Information source: Octapharma
Information obtained from ClinicalTrials.gov on November 03, 2008
Link to the current ClinicalTrials.gov record.

Condition(s) targeted: Idiopathic Thrombocytopenic Purpura

Intervention: Octagam 10% (Drug)

Phase: Phase 3

Status: Recruiting

Sponsored by: Octapharma

Official(s) and/or principal investigator(s):
Wolfgang Frenzel, M.D., Study Director, Affiliation: Octapharma

Overall contact:
Barbara Pyringer, Phone: + 43 1 610 32 1202, Email: barbara.pyringer@octapharma.com

Summary

Octagam is a double virus inactivated human normal immunoglobulin(IGIV) solution of intravenous administration. Octagam 5% is currently registered in about 60 countries. This study will evaluate the efficacy and safety of Octagam 10% in Idiopathic Thrombocytopenic Purpura(ITP) in adults.
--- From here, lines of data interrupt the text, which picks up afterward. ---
PR #2135, opened 2023-05-22
Bump typelevel-toolkit to 0.0.11, configure toolkit-test

armanbilge:
Follow-up to https://github.com/VirtusLab/scala-cli/pull/2127 with same changes for typelevel-toolkit. cc @toniogela

PR #2137, opened 2023-05-23
Add a guide doc for toolkits & enforce all toolkits to have a separate `toolkit-test`

Gedochao:
A followup for #2135, #2127 and #2025 

With these changes, we now enforce all toolkits to have the `toolkit` and `toolkit-test` dependency separation. 
Since `Typelevel` supports it now, we might as well treat it as the norm.

I also added some misc refactors and a dedicated guide doc for using toolkits.


Gedochao:
cc @armanbilge @TonioGela @szymon-rd

MaciejG604 (approved):
LGTM

PR #2138, opened 2023-05-23
Fix updating toolkit dependencies

Gedochao:
`dependency-update` has been breaking because of the extra `toolkit-test` dependency in toolkits.
This should fix the `main` branch CI failure on M1: https://github.com/VirtusLab/scala-cli/actions/runs/5054418646/jobs/9069673783

### DIFF
--- a/modules/integration/src/test/scala/scala/cli/integration/DependencyUpdateTests.scala
+++ b/modules/integration/src/test/scala/scala/cli/integration/DependencyUpdateTests.scala
@@ -61,7 +61,7 @@ class DependencyUpdateTests extends ScalaCliSuite {
     }
   }
 
-  test("update typelevel toolkit dependence") {
+  test("update typelevel toolkit dependency") {
     val toolkitVersion = "0.0.1"
     val testInputs = TestInputs(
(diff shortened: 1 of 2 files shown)


modules/cli/src/main/scala/scala/cli/commands/dependencyupdate/DependencyUpdate.scala
```diff
@@ -5,6 +5,7 @@ import caseapp.core.help.HelpFormat
 
 import scala.build.actionable.ActionableDependencyHandler
 import scala.build.actionable.ActionableDiagnostic.ActionableDependencyUpdateDiagnostic
+import scala.build.internal.Constants
```
MaciejG604:
```suggestion
```

All changes to this file could be reverted

MaciejG604 (approved):

modules/cli/src/main/scala/scala/cli/commands/dependencyupdate/DependencyUpdate.scala
Gedochao: fixed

As Octagam 10% is essentially similar to Octagam 5%, it is expected that Octagam 10% is as efficacious and safe(in respect to viral safety) as Octagam 5%.

Clinical Details

Official title: Clinical Study to Evaluate the Efficacy and Safety of Octagam 10% in Idiopathic Thrombocytopenic Purpura in Adults

Study design: Treatment, Non-Randomized, Open Label, Uncontrolled, Single Group Assignment, Safety/Efficacy Study

Primary outcome: Increase in platelet count to more 50 x 10 to the 9th /L within 7 days after treatment

Secondary outcome:

time to reach an increase in platelet count to more than 50 x 10 to the 9th / L

maximum platelet level

duration of platelet response

assessment of the severity of hemorrhages

tolerability

adverse event monitoring

assessment of viral safety

Detailed description: The primary objective of the study is to investigate the efficacy of Octagam® 10% in correcting the platelet count. The blood count as well as laboratory chemistry will be checked repeatedly up to day 21.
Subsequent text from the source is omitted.